**About this task:** In the data below, find the line that contains "for dsName in" and the line that contains "#print(key + ': '". Copy both, plus every line between them, exactly.

**Saved data entries:**

[Start of Attachment]

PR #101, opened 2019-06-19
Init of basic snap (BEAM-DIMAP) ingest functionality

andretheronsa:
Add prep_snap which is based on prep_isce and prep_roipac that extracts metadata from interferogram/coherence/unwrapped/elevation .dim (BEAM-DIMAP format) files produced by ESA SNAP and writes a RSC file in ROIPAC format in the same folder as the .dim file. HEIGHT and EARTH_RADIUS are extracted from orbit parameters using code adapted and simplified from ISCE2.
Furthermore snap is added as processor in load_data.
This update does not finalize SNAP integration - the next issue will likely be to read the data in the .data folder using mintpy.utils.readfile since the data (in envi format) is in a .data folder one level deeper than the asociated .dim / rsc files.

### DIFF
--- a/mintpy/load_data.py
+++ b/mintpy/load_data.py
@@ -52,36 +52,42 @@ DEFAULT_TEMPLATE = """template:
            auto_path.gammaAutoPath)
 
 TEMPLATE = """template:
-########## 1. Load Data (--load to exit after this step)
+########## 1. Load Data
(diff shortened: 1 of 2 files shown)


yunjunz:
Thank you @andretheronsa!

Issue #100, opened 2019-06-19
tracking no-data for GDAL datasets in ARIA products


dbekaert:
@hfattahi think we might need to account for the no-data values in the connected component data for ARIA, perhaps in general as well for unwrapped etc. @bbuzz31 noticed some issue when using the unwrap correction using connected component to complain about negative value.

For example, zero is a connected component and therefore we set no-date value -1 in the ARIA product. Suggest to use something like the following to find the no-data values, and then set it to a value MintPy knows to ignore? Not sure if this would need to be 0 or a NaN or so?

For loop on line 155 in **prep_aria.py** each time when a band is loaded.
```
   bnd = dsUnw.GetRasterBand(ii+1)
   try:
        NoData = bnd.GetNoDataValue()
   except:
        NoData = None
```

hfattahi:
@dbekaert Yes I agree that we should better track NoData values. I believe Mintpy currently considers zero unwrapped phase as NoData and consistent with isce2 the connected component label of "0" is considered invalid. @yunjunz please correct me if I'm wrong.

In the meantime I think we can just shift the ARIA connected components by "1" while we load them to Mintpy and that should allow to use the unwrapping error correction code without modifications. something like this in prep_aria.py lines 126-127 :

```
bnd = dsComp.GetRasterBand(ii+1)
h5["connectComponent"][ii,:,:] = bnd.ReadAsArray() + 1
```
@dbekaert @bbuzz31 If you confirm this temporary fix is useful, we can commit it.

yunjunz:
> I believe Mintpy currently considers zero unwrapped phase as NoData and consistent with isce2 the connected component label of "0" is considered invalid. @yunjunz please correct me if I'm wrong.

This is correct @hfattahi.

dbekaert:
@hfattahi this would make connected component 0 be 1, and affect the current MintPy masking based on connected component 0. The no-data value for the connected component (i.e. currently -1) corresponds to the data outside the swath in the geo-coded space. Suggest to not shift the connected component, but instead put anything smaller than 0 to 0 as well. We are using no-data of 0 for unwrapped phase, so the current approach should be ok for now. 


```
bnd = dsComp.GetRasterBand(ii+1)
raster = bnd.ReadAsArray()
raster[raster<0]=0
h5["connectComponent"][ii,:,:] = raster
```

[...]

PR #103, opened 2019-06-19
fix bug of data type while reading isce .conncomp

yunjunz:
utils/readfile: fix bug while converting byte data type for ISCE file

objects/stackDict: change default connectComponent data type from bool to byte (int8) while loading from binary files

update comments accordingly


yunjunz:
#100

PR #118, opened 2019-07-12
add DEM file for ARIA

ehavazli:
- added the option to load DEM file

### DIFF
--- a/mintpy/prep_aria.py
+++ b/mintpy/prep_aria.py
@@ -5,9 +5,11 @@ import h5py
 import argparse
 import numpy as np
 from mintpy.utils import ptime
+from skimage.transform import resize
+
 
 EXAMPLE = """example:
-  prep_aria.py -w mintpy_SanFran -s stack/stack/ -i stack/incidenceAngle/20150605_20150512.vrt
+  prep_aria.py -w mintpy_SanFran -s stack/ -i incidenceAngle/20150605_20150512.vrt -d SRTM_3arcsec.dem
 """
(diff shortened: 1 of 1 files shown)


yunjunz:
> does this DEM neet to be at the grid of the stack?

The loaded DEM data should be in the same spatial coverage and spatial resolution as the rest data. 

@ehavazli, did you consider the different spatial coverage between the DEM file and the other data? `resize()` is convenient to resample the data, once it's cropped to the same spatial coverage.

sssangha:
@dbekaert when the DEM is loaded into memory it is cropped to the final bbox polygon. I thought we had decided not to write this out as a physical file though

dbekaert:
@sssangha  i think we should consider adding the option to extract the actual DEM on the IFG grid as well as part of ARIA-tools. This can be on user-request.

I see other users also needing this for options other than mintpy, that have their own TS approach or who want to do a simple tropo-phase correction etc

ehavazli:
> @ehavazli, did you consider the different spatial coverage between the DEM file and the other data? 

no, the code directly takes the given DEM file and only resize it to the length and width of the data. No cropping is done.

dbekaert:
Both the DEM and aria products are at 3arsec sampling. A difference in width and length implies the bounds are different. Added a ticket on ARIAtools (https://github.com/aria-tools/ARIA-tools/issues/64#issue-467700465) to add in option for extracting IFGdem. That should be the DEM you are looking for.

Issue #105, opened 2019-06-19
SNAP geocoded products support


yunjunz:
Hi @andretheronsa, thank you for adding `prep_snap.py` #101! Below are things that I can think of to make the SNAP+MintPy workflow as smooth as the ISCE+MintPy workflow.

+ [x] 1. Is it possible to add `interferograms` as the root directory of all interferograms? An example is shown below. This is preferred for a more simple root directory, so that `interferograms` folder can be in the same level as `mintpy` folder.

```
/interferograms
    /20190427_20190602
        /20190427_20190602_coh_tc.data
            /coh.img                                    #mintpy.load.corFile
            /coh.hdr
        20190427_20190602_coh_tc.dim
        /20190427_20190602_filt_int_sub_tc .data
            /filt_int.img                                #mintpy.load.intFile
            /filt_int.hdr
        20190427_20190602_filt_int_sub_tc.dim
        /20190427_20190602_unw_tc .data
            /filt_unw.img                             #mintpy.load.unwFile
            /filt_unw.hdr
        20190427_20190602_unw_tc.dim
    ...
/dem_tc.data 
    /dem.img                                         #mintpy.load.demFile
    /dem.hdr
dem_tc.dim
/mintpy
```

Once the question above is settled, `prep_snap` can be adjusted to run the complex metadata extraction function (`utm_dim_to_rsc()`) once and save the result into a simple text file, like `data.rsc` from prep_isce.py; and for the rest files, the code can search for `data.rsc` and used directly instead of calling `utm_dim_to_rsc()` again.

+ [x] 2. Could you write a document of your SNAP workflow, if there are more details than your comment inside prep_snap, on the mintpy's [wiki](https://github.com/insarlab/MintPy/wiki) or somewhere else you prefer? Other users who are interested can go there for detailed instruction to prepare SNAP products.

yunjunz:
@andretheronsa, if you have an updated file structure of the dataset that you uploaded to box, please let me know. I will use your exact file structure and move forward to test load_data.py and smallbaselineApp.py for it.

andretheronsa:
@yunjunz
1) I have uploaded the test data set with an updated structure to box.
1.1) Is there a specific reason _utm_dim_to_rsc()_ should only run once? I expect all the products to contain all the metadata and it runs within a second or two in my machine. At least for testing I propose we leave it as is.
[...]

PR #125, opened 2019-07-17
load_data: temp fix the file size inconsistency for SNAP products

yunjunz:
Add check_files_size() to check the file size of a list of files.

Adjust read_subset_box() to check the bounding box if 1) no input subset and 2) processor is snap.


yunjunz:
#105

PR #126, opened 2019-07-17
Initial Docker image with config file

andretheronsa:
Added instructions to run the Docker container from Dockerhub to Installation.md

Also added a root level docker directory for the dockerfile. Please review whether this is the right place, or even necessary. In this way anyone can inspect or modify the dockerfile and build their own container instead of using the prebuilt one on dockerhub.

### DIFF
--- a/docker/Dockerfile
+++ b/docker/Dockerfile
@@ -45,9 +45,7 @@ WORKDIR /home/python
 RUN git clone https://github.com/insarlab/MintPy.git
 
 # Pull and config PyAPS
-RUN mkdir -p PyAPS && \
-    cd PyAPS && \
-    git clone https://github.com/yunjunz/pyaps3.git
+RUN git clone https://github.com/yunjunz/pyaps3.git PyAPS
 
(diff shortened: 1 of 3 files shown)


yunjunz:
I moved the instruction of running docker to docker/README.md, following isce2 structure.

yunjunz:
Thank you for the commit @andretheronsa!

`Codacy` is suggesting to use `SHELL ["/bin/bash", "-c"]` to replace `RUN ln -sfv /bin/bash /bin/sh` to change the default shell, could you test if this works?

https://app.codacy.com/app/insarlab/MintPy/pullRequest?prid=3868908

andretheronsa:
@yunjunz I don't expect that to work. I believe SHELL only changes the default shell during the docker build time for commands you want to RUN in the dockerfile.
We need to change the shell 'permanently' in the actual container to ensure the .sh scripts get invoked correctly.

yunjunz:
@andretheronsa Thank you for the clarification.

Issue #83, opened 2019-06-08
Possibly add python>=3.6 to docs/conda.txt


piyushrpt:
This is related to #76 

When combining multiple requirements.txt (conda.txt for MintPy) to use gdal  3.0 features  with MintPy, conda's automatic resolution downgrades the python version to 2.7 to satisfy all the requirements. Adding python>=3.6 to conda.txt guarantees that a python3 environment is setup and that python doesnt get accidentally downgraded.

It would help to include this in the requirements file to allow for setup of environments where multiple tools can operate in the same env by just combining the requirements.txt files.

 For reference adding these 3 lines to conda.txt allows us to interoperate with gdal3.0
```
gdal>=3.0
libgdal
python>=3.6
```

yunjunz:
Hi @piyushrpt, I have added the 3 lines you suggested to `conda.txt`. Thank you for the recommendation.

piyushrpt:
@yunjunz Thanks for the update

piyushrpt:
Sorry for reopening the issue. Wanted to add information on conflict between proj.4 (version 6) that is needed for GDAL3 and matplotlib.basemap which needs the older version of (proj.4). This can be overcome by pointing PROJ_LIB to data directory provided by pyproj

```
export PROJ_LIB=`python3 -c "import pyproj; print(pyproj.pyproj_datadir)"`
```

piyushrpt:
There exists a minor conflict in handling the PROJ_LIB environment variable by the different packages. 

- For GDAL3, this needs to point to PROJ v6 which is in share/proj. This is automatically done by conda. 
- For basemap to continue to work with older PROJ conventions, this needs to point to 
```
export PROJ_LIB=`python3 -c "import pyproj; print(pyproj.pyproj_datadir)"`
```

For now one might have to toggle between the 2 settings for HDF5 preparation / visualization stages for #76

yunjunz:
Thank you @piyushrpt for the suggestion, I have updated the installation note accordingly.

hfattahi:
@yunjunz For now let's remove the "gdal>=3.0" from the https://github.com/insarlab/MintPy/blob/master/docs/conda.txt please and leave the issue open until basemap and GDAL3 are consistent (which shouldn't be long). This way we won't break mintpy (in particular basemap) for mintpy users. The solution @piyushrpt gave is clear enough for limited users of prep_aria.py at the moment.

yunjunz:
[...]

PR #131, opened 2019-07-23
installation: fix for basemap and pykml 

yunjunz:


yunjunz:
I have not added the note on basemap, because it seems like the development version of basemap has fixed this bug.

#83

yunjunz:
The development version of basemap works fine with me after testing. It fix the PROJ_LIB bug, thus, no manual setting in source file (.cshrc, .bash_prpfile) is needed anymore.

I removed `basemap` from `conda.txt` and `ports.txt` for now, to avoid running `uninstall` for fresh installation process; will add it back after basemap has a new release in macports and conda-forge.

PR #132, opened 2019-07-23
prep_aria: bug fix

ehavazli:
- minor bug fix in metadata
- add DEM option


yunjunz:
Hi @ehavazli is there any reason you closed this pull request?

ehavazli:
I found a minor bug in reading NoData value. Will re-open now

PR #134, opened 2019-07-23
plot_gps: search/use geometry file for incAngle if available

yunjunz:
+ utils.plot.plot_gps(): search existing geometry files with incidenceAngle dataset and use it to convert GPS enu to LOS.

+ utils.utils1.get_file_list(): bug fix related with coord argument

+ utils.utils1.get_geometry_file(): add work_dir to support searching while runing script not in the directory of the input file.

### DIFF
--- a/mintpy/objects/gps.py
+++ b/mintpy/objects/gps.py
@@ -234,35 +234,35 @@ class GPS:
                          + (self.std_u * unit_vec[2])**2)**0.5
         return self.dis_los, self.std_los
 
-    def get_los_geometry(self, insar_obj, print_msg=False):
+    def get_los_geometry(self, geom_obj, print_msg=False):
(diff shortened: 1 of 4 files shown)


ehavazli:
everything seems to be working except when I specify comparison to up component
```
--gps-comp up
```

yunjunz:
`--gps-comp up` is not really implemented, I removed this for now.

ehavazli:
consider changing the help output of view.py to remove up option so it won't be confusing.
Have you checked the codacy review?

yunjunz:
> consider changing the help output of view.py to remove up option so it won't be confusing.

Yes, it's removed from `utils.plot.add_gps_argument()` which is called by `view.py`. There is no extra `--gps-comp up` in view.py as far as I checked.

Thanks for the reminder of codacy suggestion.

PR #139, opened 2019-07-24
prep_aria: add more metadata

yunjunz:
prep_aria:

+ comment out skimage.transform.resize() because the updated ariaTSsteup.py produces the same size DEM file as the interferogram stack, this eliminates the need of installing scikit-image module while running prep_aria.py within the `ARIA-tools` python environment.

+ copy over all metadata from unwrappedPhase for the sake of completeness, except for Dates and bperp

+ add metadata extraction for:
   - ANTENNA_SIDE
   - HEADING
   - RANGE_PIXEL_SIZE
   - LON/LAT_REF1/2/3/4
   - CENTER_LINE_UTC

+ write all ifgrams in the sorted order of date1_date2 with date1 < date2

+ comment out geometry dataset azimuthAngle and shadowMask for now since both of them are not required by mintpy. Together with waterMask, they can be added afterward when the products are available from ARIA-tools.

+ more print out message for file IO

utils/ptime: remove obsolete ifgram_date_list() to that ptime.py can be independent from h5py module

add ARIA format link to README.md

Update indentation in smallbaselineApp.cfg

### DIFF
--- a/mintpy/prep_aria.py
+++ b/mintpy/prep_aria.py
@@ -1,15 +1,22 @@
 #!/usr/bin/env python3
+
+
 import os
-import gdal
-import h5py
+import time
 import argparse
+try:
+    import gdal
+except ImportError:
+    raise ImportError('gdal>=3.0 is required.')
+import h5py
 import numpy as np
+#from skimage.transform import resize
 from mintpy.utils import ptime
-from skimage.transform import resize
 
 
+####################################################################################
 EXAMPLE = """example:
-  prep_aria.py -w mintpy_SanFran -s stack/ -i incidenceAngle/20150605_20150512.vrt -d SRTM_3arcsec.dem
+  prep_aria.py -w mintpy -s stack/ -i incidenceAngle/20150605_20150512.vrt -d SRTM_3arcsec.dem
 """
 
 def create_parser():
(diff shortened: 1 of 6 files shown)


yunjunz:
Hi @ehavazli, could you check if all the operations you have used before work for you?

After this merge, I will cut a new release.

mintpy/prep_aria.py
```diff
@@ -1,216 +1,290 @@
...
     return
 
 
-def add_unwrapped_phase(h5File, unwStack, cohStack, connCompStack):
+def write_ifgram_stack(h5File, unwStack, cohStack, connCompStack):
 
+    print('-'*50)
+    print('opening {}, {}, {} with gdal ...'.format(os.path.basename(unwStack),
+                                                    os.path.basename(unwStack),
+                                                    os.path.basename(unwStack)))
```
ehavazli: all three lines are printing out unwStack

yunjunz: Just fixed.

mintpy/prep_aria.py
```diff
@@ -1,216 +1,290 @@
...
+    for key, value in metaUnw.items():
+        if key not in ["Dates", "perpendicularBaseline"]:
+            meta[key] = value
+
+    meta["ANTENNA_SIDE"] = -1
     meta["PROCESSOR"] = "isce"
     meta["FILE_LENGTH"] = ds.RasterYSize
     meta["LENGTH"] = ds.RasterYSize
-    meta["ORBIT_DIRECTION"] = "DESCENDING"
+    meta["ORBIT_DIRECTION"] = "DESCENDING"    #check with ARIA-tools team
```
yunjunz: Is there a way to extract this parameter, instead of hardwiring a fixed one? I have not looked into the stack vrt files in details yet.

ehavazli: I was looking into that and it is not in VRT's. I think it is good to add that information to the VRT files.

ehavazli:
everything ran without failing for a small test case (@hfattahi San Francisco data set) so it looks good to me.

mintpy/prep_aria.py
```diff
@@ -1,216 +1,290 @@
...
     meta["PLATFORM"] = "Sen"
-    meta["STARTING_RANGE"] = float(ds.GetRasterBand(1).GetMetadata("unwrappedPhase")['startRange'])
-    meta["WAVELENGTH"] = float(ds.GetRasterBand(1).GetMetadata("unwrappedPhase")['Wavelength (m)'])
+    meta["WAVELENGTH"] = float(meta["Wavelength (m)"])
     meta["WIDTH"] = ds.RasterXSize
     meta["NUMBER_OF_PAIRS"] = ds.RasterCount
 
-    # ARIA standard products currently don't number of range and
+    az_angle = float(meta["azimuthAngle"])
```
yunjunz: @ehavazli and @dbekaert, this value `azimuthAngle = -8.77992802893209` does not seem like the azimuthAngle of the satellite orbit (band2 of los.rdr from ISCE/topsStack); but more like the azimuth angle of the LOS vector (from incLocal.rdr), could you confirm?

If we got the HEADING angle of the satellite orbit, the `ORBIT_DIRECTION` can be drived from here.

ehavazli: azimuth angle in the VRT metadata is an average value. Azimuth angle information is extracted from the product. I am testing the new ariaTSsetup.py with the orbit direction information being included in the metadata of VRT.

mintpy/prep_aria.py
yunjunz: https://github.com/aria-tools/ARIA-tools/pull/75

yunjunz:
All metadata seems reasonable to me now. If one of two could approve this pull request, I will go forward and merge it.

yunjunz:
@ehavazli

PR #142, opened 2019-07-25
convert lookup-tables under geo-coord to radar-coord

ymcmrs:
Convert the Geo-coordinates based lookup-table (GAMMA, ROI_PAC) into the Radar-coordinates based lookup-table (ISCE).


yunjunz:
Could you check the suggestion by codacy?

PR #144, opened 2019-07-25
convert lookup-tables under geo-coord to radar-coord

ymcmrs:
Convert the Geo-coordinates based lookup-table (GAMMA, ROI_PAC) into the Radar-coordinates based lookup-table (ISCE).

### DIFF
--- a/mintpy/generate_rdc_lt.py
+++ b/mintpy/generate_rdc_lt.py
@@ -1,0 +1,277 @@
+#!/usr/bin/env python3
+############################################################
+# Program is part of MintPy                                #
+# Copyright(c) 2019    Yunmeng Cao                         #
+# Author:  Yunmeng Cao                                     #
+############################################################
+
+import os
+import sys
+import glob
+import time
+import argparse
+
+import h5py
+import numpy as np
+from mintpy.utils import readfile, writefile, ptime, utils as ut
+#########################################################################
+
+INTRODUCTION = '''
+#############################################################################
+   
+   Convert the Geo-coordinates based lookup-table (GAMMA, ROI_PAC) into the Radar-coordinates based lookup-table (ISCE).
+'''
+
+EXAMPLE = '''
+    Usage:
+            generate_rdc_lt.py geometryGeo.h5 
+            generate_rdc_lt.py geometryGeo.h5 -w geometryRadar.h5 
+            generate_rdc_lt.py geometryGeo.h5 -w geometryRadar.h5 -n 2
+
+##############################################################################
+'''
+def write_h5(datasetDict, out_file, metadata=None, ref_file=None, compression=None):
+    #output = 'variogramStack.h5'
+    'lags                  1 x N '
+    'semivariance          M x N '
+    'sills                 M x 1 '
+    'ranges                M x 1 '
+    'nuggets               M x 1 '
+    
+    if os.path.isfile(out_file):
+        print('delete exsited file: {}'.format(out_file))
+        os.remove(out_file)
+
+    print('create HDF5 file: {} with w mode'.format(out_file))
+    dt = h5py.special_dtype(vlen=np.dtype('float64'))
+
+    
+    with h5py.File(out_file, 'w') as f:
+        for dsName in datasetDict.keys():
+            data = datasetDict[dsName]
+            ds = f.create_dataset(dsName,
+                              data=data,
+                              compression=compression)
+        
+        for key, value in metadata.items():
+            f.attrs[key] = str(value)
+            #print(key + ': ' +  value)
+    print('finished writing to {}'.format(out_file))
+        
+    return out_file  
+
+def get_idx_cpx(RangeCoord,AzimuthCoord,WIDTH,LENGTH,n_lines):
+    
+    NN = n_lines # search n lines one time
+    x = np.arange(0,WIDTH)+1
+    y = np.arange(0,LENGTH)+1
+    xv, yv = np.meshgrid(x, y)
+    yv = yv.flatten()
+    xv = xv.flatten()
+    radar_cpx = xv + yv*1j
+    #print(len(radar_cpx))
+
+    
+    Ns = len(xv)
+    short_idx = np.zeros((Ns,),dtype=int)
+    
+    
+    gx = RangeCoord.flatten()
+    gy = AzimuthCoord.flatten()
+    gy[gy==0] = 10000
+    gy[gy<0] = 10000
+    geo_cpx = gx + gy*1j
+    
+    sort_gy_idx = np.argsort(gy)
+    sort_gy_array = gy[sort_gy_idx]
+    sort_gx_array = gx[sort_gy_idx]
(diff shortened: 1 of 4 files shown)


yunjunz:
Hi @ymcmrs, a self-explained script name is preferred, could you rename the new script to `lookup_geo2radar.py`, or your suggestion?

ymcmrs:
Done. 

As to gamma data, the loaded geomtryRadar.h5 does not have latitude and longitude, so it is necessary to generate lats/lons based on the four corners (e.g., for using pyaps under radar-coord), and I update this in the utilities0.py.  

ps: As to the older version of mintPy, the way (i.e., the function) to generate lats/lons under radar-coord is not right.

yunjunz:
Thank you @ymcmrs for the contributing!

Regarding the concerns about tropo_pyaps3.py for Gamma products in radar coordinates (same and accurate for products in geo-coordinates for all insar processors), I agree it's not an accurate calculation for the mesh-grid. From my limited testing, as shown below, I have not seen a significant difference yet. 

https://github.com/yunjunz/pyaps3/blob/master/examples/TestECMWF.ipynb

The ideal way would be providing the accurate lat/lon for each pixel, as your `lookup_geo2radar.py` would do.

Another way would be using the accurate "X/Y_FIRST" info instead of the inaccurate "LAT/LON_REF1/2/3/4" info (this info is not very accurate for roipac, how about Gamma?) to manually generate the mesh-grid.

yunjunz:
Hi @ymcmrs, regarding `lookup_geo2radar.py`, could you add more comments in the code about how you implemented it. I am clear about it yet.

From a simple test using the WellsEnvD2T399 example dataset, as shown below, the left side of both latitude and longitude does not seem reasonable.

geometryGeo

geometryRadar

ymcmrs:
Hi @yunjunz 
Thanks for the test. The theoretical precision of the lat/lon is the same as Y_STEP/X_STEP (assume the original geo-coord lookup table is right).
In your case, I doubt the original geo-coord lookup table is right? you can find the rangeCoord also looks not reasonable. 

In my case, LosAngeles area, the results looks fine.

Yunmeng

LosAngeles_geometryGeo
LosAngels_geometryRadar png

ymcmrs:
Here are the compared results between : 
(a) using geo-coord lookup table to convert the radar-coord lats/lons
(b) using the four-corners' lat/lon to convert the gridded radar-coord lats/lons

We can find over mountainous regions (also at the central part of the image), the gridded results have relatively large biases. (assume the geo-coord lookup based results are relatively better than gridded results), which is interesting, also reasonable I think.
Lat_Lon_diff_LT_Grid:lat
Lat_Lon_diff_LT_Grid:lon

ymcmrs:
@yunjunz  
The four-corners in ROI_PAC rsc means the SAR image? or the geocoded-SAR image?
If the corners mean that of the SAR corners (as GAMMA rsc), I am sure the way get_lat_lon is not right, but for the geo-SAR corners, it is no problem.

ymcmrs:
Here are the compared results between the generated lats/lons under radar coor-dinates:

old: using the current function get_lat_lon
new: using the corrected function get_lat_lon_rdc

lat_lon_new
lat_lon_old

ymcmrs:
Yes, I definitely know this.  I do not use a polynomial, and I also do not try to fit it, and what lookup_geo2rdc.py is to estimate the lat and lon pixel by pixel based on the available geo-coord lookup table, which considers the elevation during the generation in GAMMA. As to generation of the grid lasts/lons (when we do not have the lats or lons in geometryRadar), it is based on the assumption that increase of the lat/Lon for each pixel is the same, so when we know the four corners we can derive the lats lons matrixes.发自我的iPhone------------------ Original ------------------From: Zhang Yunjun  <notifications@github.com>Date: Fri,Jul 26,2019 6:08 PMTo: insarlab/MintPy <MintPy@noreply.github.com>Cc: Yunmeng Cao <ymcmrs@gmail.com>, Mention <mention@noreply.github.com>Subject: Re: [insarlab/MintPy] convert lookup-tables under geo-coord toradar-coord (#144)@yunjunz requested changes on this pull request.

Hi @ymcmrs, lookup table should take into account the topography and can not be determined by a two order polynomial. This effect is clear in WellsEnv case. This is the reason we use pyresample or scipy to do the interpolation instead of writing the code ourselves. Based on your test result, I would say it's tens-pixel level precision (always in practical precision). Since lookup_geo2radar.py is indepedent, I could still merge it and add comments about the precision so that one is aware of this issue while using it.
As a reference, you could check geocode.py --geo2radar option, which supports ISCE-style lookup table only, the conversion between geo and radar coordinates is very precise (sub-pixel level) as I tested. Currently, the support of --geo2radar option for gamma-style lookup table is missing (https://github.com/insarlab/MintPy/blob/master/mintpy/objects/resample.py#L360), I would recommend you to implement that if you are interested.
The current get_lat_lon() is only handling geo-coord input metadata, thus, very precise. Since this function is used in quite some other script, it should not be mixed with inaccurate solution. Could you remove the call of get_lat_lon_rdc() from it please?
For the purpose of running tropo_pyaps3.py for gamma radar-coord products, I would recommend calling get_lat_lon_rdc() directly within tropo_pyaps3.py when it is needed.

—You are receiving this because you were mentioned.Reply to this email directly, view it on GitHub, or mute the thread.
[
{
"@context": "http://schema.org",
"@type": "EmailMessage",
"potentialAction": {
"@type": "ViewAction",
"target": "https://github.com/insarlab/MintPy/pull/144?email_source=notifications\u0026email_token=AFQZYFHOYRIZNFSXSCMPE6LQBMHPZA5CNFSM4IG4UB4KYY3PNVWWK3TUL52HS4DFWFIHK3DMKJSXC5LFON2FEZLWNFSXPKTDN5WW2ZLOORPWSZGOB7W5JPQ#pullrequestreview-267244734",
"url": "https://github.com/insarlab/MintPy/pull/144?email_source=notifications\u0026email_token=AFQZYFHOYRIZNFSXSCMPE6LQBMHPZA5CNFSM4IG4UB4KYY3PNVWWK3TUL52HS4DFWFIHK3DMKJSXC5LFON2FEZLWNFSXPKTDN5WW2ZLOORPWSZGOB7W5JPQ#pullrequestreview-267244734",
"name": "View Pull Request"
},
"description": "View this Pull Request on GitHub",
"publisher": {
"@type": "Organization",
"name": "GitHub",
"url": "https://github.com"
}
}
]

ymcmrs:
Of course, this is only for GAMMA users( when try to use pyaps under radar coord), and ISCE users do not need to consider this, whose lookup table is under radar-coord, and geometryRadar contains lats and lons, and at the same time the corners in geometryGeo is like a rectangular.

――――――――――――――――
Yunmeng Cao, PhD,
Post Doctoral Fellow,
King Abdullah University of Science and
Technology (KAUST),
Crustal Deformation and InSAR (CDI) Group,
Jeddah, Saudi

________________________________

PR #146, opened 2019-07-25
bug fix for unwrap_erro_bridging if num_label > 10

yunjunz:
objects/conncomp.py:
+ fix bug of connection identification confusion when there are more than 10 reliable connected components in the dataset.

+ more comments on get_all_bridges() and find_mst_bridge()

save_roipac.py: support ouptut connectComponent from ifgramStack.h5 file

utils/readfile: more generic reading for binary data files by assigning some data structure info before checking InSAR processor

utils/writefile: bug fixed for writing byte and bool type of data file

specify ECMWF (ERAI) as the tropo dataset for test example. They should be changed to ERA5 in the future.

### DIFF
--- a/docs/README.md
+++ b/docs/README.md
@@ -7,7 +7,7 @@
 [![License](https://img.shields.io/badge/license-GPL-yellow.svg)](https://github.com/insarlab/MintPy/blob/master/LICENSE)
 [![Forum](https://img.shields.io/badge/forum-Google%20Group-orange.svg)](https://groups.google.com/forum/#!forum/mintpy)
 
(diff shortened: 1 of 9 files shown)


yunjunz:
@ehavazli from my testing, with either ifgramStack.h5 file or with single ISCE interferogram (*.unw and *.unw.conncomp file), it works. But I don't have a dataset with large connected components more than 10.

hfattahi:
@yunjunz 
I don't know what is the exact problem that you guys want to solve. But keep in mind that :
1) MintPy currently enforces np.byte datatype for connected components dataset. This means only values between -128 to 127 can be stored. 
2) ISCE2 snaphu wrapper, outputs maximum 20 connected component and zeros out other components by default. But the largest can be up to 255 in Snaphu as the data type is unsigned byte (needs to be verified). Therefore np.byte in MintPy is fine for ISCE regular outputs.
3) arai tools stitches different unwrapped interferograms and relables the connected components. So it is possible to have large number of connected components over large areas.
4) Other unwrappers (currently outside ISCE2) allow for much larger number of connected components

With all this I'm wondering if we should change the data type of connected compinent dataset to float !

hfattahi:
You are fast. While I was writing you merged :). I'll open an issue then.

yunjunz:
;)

[End of Attachment]

**Expected output:**
+        for dsName in datasetDict.keys():
+            data = datasetDict[dsName]
+            ds = f.create_dataset(dsName,
+                              data=data,
+                              compression=compression)
+        
+        for key, value in metadata.items():
+            f.attrs[key] = str(value)
+            #print(key + ': ' +  value)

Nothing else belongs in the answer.